Hourly jobs can make it challenging to budget at times. Sometimes you won’t know how many shifts you’ll work in a month or how much you’ll earn during those shifts. Is it just impossible to budget with irregular income? Well, it’s not impossible, but it is more difficult to build an accurate budget when you can’t reliably predict your income.
That’s why CreditNinja is here with helpful tips you need for building a useful budget when your income varies month-to-month!
Build a Low-income, Low-spend Budget
Ok, the first step is to write down the lowest amount of money you might earn in a month. We’ll call this amount your “income floor.”
But how do you estimate your income floor? Look back at the paychecks you’ve earned at your current pay rate. The lowest amount you’ve brought home in a month at that rate is a good starting point for estimating your income floor.

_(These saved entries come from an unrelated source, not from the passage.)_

PR #1022, opened 2023-12-10
feat: remove local network permission check on iOS

Tienisto:


Allenxuxu:
Why do we need to remove this code? During my usage, I noticed that the app does not automatically check for Local Network permissions.

Tienisto:
I've noticed that it causes some crashes on iPhones and it seem that it works without this code.

Issue #727, opened 2018-10-09
Add OAuth login to swagger UI


nolanpro:
Should use a 3-legged OAuth flow so we don't have to generate a personal access token every time we want to try it out.

velkymx:
This isn't working correctly. The OAuth 2.0 3 legged auth should work with the api documentation in order to authorize the api docs. I shouldn't have to include a bearer token.

tdondich:
See: http://oauthbible.com/#oauth-10a-three-legged

PR #755, opened 2018-10-12
Add oauth2 authentication to swagger ui

nolanpro:
#727 

This allows the swagger ui (at /api/documentation) to authenticate using oauth2 instead of personal access tokens. Some additional configuration is needed on local development machines for this to work. See the updates to the README.md to configure


nolanpro:
@velkymx we shouldn't need to ignore it. It's kind of like a lock file. Running artisan `l5-swagger:generate` should fix it. I'll update this branch

Issue #745, opened 2018-10-12
Update VueTables CSS


velkymx:
Update the global stylesheet for the VueTables for the changes from Product. Start with the Users grid on /admin/users and let's review.

<img width="1155" alt="screenshot 2018-10-12 08 55 56" src="https://user-images.githubusercontent.com/535300/46880112-a516fd00-cdfc-11e8-9dc0-1fa4aafd3cc4.png">

velkymx:
https://processmaker.atlassian.net/wiki/spaces/PROD/pages/420675643/Tables+-+Format+Quick+Actions

milaendo:
![screen shot 2018-10-12 at 1 57 29 pm](https://user-images.githubusercontent.com/29641725/46893746-de646280-ce26-11e8-984c-f0c56a2ea9f9.png)

milaendo:
![screen shot 2018-10-12 at 2 00 59 pm](https://user-images.githubusercontent.com/29641725/46893857-43b85380-ce27-11e8-9f40-4f8ad4a1c98e.png)

meadrat:
@milaendo here is the Zeplin link for processes (https://zpl.io/2jwm1n6) and users (https://zpl.io/bevqJXY) so you can crosscheck the design. I see a few minor things. Lmk if you want me to point out or if you're catching them. Thanks!

milaendo:
@meadrat Ill take a look thank you! I am mostly addressing the row hover functionality right now :)

milaendo:
@meadrat I noticed that the vertical line is back in on some of the screens, didn't we agree to drop that?

milaendo:
![screen shot 2018-10-12 at 2 45 09 pm](https://user-images.githubusercontent.com/29641725/46895478-6fd6d300-ce2d-11e8-93f5-7e8174987590.png)

milaendo:
![screen shot 2018-10-12 at 3 06 24 pm](https://user-images.githubusercontent.com/29641725/46896119-6733cc00-ce30-11e8-802b-de823a272b51.png)

milaendo:
![screen shot 2018-10-15 at 2 02 37 pm](https://user-images.githubusercontent.com/29641725/46978157-fdf7c700-d082-11e8-82dc-dfc60e04801a.png)

milaendo:
[...]

PR #769, opened 2018-10-17
Updated global css for data tables

milaendo:
when hovering over tables the action menu will show, all tables that are completed have had ellipsis removed. #745


velkymx:
@milaendo please go through all pages and all screens. Just confirm they're all updated.

milaendo:
@velkymx all but the requests pages have been checked!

It’s important to consider what led that month’s earnings to be lower than other months. Did you get sick and have to miss a week? Did you take an unpaid vacation? If something happened that kept you from working, you can adjust your income floor upward. The goal is to estimate the lowest amount you would bring home when budgeting for a “normal month.”
Using your income floor estimate, you can build a low-income, low-spend budget. If you’re a first time budgeter or would simply like a refresher, check out our budgeting tips for beginners.

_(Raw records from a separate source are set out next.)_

PR #771, opened 2018-10-17
Fix group ai

marcoAntonioNina:
- revert list group api
- fix test in rules models


resources/views/admin/groups/fields.blade.php
```diff
@@ -9,7 +9,8 @@
     {!! Form::textarea('description', null, ['id' => 'description', 'rows' => 4, 'class'=> 'form-control', 'v-model' => 'formData.description', 'v-bind:class' => '{\'form-control\':true, \'is-invalid\':errors.description}']) !!}
```
velkymx: Why is this an include? Put it back in the blade. NO INCLUDE

Issue #774, opened 2018-10-17
translate alert messages


milaendo:
go through all axois responses and translate using laravel localization.

tdondich:
merged

PR #791, opened 2018-10-22
axios translations

milaendo:
-in modals with axios responses, all alert responses have been translated
#774


milaendo:
@velkymx tests are passing locally and I am not able to replicate the failing test in ci

Issue #857, opened 2018-11-01
Permissions UI


velkymx:
Pulled from the permissions table
Return a list of the permissions
UI will have the name and a checkbox (check if the account has permission)
Save all checkbox items to update user's permissions
Check All
Set as admin select

velkymx:
![image](https://user-images.githubusercontent.com/535300/47882655-767eb780-dde7-11e8-8d93-8de7a08314f2.png)

I think it would be best if we grouped the permissions like this screen.

milaendo:
<img width="1185" alt="screen shot 2018-11-01 at 4 11 19 pm" src="https://user-images.githubusercontent.com/29641725/47885127-cada6500-ddf0-11e8-8076-bf107dce66f8.png">

permissions table placeholder has been added

milaendo:
![screen shot 2018-11-05 at 9 15 51 am](https://user-images.githubusercontent.com/29641725/48014395-6adb0b80-e0db-11e8-9809-2e8bae024307.png)
The way the permissions are set up wont allow for that type of check box list, unless we add a category so we can group them together in that way. @velkymx what do you think about this?

velkymx:
@milaendo This needs to be moved to the edit page /admin/users/1/edit remove it from the profile page entirely

velkymx:
@milaendo this UI doesn't match the requirements. Please refresh to look like the grid.

PR #882, opened 2018-11-09
Permissions UI

milaendo:
first run php artisan migrate:fresh --seed

permissions are located at admin/users/{id}/edit in the permissions tab. This tab is only visible to super users.
If the user already has permissions saved to the db the check boxes will be checked upon load.If the user is a super user in the db, all other permissions will be disabled. 

There has been a new end point added to the api for permissions as well.  It has been annotated and tested. 

There are changes to the User Model and seeder to make the names of the permissions human readable. 

#857


milaendo:
screen shot 2018-11-14 at 2 39 44 pm

velkymx:
This is on hold until #909 is sorted out.

PR #895, opened 2018-11-12
Screen types

milaendo:
in the create modal as well as the show page for individual screens there is now a drop down with the "Display" option. Unit tests have been added for the create method as well as edit.


tdondich:
I instead just had the default screen type be form.  Since this isn't optional, a blank option in the select doesn't make sense.

velkymx:
> I instead just had the default screen type be form. Since this isn't optional, a blank option in the select doesn't make sense.

It should have a SELECT option and validation should pick that up as a failed value

tdondich:
Updated code to have a select option and have validation work against type.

If you wind up bringing home your income-floor amount, there probably won’t be much room in your budget for entertainment or other unnecessary purchases. Unfortunately, you’ll have to cut those items from your low-income, low-spend budget. Take a spin through our article on wants vs needs for pointers on deciding what’s essential and what can be cut.
It’s possible that your budget won’t end up exactly like you want it. No need to stress! Now is the time to think through how you would cover the gap between your income floor and spending needs. Do you have family or friends you could borrow from? Is there another income source you could tap?
If bringing home your income floor means you’ll have a budget gap, it’s an especially good idea to set aside funds in the months you bring home more income, so that you can bridge that gap in future months.
Budgeting with a low income or irregular income is possible, but it will take a little hard work.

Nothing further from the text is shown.